Entries provided:
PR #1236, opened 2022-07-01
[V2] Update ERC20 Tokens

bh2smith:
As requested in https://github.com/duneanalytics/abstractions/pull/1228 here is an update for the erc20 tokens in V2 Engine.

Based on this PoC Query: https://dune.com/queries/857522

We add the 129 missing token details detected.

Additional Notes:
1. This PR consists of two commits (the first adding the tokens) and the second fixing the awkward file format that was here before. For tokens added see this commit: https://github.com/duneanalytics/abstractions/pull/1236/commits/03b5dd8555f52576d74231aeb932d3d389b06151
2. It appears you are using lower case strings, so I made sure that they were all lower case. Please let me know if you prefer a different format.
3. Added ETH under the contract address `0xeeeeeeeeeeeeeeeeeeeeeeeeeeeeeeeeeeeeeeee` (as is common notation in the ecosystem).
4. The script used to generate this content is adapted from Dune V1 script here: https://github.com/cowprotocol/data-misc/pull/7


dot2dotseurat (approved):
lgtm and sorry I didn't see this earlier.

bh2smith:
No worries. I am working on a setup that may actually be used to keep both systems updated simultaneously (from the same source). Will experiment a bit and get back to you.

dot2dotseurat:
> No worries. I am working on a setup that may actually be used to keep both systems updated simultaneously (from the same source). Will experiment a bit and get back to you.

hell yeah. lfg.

---

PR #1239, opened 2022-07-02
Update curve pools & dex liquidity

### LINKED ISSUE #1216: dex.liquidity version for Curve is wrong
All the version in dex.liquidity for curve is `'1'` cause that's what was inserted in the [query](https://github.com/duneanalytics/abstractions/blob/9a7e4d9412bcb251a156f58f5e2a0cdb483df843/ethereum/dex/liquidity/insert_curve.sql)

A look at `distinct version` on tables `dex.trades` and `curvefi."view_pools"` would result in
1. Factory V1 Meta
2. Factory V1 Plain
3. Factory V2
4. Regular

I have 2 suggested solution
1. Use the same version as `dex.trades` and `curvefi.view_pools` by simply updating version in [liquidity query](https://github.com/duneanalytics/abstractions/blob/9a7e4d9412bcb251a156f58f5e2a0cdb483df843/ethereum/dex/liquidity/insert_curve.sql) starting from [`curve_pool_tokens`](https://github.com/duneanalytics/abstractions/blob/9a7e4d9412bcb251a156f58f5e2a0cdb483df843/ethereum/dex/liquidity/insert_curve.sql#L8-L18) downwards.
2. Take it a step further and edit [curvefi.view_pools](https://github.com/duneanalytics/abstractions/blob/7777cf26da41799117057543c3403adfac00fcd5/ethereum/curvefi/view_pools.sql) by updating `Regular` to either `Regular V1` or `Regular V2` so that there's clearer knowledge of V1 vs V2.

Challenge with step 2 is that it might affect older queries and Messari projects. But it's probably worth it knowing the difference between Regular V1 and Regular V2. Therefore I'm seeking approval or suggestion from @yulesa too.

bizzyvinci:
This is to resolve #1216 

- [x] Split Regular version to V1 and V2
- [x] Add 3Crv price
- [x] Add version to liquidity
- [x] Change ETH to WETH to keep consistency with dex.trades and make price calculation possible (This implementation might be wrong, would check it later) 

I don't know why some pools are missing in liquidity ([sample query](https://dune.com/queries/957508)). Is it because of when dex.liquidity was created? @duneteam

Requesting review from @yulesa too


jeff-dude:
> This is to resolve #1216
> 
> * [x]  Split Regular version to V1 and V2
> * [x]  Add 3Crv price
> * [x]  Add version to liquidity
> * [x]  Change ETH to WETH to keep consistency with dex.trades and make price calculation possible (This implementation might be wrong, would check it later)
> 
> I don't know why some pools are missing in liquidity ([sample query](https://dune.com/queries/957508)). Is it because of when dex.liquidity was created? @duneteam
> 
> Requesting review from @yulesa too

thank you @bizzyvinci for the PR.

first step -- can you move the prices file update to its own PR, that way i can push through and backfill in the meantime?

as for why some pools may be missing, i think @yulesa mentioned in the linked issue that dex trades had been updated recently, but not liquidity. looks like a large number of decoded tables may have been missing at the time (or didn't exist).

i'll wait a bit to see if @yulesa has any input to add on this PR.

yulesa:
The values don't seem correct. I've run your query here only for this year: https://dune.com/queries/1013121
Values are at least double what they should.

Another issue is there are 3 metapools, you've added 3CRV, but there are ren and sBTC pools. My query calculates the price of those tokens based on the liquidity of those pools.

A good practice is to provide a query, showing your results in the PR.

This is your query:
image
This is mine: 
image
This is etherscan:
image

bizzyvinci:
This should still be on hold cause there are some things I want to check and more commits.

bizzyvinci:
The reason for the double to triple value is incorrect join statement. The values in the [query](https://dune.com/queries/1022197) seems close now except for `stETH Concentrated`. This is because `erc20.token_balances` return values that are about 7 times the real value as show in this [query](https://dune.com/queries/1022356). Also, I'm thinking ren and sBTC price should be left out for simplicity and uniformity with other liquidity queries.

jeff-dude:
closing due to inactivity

What you need to do:
Among the records above, repeat exactly the line with "PR #1236, opened 2022-07-01", the line with "Based on this", and every line in between, and only those.

Final answer:
PR #1236, opened 2022-07-01
[V2] Update ERC20 Tokens

bh2smith:
As requested in https://github.com/duneanalytics/abstractions/pull/1228 here is an update for the erc20 tokens in V2 Engine.

Based on this PoC Query: https://dune.com/queries/857522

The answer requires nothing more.